Your goal:
In the entries that follow, how many lines contain "representation"? Please reply with only the number.

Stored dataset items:
_ _ _ _

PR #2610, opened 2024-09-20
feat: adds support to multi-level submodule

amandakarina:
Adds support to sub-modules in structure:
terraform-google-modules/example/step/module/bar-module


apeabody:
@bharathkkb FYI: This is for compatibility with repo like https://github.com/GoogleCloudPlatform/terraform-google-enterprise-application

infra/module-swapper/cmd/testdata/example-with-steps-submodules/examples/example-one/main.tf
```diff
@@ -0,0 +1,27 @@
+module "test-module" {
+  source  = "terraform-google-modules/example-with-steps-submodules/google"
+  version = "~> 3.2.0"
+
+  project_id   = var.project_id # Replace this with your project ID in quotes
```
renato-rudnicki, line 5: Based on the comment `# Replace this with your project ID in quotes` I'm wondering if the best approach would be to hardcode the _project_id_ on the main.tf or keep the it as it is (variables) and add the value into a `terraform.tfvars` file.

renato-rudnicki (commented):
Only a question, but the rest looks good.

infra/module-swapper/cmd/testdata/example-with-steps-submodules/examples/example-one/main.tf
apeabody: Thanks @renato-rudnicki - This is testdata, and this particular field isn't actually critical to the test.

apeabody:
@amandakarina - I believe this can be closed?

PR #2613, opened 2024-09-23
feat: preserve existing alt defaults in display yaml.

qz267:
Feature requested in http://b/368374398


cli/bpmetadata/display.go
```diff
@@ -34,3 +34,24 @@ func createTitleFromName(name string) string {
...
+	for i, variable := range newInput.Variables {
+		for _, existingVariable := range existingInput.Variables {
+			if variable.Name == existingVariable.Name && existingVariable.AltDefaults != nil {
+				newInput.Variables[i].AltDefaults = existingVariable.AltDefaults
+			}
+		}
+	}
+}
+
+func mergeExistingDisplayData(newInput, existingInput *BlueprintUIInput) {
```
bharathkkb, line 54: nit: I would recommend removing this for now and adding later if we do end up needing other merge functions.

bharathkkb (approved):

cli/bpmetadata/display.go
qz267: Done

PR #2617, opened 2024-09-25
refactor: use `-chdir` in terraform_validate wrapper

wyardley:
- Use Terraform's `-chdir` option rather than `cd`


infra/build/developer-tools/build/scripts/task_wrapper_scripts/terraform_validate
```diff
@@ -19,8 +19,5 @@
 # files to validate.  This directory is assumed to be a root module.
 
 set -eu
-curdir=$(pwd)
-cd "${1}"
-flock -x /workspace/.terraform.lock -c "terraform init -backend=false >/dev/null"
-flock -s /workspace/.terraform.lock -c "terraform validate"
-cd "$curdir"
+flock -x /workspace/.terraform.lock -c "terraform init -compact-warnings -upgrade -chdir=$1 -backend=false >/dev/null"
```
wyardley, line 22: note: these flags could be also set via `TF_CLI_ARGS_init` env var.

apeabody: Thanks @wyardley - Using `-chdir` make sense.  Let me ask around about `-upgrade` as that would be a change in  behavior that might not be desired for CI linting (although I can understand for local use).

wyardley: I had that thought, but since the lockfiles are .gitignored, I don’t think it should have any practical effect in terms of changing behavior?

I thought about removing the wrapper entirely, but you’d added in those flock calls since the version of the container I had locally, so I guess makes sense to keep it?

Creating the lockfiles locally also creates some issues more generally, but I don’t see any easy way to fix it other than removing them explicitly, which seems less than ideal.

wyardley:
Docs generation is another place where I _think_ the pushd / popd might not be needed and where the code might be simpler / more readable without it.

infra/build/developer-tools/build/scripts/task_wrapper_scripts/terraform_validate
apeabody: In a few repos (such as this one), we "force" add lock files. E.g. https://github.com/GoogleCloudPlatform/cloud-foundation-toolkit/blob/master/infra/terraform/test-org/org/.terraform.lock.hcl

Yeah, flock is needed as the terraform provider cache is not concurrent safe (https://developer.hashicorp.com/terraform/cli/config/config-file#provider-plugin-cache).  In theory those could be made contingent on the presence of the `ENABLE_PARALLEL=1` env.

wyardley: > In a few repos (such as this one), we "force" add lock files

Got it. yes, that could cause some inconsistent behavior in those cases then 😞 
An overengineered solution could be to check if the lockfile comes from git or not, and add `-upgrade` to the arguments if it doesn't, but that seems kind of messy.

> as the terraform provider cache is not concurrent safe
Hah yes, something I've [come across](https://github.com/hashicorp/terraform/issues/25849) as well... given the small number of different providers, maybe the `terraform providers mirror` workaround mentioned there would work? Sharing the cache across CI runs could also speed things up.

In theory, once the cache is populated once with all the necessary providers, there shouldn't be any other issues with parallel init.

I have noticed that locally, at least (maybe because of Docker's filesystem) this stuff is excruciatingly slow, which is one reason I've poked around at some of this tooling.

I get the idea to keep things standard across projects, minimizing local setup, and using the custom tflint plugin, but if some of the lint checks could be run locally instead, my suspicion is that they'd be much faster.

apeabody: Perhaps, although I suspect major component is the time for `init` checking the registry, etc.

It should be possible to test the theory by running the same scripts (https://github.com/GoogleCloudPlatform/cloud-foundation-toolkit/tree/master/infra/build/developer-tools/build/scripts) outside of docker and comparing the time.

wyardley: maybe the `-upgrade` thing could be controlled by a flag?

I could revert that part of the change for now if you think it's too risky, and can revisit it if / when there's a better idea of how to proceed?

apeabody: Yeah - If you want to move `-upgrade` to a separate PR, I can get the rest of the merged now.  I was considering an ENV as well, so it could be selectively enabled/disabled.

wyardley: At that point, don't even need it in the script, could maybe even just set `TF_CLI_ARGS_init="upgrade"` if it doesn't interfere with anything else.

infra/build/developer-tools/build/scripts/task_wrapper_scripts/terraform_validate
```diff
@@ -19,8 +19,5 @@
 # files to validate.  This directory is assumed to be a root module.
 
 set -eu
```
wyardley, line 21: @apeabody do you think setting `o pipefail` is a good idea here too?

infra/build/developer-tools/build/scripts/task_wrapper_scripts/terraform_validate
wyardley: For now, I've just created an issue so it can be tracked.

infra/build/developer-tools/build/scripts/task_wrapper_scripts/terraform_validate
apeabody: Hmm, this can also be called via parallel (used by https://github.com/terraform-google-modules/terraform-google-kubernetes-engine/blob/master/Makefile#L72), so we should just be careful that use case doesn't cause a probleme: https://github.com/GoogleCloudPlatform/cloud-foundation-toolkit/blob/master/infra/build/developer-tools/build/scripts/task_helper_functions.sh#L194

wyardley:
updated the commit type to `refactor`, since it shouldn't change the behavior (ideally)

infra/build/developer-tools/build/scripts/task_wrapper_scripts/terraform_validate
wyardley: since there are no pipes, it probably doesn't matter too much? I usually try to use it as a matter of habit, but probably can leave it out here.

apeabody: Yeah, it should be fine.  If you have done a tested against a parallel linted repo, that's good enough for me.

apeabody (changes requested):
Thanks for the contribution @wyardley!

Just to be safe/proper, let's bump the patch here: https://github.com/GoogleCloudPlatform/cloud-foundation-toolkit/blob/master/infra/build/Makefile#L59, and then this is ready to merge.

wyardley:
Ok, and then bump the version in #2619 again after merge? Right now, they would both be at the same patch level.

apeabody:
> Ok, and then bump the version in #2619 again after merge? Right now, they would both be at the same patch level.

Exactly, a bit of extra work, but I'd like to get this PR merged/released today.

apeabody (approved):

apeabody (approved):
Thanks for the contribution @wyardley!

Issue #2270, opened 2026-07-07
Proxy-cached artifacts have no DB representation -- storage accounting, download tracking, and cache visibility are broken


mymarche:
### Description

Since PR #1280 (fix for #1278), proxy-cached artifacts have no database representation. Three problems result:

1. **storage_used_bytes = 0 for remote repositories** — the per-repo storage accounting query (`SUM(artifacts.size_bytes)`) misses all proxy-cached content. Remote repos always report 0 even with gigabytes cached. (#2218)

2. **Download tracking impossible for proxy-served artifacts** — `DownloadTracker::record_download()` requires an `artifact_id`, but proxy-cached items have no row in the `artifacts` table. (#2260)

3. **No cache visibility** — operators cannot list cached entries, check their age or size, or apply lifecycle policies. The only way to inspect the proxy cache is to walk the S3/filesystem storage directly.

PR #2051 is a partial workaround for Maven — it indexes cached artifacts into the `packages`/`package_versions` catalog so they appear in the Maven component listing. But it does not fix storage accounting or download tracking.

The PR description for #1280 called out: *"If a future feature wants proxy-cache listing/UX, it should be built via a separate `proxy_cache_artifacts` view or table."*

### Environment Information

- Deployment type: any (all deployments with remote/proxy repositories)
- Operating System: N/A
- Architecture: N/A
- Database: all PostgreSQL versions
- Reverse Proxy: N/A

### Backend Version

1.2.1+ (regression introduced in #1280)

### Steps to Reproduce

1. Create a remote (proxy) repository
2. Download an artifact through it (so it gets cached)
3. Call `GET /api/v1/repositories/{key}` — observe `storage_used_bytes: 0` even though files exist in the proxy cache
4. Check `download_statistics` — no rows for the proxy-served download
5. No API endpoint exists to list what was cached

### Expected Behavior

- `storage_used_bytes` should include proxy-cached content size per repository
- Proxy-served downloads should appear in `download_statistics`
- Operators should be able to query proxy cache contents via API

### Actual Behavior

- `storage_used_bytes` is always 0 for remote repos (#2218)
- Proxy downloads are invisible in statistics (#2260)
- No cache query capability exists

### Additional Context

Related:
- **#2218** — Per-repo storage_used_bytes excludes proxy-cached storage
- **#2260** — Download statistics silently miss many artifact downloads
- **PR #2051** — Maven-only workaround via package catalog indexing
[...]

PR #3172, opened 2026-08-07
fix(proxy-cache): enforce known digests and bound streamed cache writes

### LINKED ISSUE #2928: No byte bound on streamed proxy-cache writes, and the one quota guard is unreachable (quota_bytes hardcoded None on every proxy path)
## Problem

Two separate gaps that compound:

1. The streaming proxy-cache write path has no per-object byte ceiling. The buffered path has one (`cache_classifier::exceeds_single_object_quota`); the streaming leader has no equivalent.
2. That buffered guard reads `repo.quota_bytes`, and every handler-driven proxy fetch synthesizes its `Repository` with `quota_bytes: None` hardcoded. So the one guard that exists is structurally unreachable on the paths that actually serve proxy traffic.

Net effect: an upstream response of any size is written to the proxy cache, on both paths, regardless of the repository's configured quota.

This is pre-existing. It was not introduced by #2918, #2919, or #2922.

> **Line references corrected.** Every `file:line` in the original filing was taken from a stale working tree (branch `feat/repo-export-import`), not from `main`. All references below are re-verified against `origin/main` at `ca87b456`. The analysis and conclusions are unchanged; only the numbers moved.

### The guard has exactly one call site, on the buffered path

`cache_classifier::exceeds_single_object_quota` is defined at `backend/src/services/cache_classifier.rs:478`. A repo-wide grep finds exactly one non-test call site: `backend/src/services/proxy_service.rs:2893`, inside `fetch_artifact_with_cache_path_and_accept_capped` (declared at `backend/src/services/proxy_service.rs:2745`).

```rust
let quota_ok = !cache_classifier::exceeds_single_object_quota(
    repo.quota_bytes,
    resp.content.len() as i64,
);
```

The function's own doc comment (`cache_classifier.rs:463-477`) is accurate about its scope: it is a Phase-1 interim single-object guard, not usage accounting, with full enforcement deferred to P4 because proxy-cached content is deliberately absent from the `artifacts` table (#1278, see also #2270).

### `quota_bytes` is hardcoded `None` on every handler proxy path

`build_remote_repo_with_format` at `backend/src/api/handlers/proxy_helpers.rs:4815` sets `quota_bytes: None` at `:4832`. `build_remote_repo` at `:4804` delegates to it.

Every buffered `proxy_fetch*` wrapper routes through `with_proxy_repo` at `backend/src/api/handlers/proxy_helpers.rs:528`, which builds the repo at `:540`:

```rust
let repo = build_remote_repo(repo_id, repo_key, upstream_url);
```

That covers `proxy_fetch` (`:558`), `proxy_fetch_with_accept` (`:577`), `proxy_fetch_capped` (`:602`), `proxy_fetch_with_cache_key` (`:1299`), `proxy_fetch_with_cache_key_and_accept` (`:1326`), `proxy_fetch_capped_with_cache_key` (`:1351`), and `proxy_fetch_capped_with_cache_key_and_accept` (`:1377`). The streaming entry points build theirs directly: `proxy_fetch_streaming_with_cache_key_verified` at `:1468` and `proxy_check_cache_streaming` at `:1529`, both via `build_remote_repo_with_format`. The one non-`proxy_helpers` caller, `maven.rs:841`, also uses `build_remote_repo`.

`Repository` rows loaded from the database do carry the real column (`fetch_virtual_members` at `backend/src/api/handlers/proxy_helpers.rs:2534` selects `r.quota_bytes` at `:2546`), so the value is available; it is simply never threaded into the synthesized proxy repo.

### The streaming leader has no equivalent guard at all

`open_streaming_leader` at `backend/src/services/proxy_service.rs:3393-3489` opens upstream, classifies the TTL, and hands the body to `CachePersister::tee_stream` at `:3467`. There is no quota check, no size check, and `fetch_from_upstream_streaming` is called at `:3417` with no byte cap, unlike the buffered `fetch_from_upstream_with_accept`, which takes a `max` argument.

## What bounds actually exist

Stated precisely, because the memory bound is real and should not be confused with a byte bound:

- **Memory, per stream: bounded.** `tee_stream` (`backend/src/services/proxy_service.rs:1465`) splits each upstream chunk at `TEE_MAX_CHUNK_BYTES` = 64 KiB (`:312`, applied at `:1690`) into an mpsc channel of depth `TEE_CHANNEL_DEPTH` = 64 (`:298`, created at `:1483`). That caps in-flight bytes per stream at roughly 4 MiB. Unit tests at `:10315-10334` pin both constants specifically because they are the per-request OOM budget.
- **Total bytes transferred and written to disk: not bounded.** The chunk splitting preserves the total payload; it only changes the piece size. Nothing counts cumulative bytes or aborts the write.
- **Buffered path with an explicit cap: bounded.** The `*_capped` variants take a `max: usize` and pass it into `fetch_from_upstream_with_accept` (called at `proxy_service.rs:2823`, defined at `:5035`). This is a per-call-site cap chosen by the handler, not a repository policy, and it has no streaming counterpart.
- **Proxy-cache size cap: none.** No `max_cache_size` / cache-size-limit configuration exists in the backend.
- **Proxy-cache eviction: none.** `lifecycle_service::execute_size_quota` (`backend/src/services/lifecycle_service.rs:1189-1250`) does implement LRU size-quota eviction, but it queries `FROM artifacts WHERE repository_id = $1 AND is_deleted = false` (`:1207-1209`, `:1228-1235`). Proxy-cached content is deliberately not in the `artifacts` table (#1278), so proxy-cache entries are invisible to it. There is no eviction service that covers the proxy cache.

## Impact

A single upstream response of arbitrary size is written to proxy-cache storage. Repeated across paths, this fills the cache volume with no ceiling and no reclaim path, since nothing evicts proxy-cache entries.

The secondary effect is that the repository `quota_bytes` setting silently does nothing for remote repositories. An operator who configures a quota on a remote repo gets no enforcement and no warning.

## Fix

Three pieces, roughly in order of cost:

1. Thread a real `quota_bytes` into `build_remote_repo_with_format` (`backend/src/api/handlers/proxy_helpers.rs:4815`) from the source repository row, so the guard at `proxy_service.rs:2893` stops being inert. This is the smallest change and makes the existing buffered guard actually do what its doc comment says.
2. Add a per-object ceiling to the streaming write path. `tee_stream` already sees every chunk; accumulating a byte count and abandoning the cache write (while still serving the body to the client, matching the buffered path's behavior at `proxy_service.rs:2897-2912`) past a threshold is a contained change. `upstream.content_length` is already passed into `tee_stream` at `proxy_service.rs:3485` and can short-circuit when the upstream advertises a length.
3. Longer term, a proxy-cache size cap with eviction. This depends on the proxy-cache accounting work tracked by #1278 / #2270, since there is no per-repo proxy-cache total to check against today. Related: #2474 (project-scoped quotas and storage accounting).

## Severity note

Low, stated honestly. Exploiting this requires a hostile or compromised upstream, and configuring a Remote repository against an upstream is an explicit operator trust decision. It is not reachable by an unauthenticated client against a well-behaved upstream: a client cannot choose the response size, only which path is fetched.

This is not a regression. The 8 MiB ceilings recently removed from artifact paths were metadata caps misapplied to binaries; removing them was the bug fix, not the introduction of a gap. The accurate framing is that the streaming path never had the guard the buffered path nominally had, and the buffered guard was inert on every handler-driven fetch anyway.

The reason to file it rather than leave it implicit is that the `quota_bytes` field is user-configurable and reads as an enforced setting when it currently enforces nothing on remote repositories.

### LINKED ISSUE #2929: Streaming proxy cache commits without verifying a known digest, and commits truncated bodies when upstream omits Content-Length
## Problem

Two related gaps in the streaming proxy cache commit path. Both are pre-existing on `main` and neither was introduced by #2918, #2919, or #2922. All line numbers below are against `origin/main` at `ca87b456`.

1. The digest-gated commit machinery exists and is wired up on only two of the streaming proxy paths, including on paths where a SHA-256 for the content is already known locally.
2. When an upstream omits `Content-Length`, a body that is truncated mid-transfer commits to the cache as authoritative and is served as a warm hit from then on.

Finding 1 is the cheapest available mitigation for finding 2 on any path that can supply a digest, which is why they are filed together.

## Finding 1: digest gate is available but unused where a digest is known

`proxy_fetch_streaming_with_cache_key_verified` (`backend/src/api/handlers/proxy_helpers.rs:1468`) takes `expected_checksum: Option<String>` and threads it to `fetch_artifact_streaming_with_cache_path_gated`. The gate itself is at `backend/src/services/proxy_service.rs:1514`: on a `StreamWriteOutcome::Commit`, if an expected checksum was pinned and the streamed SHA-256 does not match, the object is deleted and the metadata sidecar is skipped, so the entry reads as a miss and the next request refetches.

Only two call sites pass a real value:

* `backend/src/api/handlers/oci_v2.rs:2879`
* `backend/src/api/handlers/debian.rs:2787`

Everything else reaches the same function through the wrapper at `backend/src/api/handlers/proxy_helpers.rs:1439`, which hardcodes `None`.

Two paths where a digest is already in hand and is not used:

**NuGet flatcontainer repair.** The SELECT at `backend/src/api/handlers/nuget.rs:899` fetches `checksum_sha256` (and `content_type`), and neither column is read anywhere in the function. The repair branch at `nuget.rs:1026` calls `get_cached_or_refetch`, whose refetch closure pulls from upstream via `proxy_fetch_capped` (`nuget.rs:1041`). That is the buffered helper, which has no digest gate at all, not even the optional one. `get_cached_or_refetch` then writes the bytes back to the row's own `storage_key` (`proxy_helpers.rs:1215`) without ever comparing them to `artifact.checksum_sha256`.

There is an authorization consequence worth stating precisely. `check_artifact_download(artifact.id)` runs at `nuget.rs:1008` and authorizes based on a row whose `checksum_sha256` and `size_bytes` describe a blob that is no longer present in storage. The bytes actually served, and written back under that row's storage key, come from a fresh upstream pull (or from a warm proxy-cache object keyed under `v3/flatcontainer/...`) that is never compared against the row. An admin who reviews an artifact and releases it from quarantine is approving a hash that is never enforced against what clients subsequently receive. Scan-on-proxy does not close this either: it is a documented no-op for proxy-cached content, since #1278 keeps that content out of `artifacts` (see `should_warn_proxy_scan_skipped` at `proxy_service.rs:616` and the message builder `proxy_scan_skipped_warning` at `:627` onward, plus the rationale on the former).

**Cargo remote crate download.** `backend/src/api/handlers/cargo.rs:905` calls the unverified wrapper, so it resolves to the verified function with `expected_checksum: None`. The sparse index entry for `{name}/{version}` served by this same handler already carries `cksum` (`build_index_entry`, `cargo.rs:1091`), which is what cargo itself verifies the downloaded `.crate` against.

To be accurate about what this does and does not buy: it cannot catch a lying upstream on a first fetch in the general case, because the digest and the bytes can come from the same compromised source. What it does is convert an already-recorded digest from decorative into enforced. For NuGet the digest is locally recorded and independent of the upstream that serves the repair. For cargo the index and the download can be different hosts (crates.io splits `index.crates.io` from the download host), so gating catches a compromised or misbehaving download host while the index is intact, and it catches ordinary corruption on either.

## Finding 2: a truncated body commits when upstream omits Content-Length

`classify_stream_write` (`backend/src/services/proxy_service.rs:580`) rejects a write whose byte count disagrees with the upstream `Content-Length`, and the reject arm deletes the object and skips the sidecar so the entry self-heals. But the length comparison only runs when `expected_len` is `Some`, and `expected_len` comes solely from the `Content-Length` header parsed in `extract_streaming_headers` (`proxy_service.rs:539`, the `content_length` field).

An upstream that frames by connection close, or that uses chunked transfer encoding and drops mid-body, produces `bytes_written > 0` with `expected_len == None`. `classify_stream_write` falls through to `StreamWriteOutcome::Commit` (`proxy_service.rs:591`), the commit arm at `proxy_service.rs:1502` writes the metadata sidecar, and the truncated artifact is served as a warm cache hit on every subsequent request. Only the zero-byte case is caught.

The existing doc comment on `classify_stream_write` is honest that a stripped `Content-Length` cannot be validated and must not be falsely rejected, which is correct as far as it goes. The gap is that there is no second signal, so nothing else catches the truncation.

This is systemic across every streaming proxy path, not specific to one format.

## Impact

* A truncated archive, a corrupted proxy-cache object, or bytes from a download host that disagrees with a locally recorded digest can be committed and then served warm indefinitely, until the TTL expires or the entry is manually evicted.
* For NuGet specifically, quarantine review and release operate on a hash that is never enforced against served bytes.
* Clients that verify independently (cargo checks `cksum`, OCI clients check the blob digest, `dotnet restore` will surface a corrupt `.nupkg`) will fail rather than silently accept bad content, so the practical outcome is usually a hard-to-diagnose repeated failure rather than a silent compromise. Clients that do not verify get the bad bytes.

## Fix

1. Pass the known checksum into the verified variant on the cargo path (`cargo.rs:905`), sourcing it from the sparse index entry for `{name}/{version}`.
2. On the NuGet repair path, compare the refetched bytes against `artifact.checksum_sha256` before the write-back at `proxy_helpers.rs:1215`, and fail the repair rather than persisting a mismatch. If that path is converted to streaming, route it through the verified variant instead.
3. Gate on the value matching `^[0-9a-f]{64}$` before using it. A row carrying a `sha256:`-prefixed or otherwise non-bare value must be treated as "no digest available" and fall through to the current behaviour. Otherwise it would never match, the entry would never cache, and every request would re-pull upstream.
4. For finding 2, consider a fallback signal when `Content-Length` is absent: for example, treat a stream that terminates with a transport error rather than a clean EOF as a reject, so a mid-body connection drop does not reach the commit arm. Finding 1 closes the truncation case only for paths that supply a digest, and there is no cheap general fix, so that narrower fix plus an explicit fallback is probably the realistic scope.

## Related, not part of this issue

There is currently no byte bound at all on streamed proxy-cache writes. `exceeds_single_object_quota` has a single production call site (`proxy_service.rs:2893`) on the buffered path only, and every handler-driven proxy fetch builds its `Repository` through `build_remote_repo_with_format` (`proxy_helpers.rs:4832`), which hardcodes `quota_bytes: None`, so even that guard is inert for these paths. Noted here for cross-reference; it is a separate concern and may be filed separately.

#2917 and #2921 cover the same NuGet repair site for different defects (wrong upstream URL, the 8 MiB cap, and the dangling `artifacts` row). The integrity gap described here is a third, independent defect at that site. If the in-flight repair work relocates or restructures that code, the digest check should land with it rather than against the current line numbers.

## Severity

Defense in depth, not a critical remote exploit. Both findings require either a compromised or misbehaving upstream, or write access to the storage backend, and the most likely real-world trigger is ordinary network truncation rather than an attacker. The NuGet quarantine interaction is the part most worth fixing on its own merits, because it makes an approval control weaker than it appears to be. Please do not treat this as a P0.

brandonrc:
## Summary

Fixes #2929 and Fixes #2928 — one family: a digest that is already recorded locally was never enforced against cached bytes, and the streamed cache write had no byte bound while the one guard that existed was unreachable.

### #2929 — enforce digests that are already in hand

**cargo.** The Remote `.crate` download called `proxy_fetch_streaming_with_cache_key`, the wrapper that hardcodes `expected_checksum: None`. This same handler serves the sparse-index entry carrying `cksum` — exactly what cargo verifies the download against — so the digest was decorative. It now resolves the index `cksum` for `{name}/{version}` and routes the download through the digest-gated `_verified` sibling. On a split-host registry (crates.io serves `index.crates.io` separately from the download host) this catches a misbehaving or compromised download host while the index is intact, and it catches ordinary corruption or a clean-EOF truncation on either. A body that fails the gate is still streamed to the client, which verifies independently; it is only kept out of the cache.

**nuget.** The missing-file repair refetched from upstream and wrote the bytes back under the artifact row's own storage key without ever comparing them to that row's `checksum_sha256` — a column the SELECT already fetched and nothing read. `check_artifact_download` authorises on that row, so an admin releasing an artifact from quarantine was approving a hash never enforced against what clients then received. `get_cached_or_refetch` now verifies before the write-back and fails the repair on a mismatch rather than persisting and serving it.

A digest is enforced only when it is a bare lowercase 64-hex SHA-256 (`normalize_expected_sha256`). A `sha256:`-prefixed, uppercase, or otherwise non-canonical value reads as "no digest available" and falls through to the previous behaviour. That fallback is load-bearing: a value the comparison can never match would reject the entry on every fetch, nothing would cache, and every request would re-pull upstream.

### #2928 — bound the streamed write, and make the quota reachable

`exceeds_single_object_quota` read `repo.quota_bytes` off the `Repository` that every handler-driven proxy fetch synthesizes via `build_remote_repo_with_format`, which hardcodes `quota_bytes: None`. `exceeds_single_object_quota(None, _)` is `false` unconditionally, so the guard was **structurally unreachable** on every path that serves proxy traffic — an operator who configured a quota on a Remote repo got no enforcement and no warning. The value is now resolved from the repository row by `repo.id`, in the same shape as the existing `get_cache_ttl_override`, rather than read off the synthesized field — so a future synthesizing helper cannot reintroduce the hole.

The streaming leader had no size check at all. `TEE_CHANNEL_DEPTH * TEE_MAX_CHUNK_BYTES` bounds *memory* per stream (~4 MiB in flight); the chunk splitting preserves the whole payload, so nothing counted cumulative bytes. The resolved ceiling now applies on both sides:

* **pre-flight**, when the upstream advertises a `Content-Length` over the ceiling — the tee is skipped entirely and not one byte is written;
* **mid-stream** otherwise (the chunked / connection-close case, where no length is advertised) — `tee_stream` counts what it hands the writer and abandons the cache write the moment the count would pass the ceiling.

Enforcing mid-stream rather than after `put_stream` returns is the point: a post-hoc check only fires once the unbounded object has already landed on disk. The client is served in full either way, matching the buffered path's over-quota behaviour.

_ _ _ _

Finished exercise:
2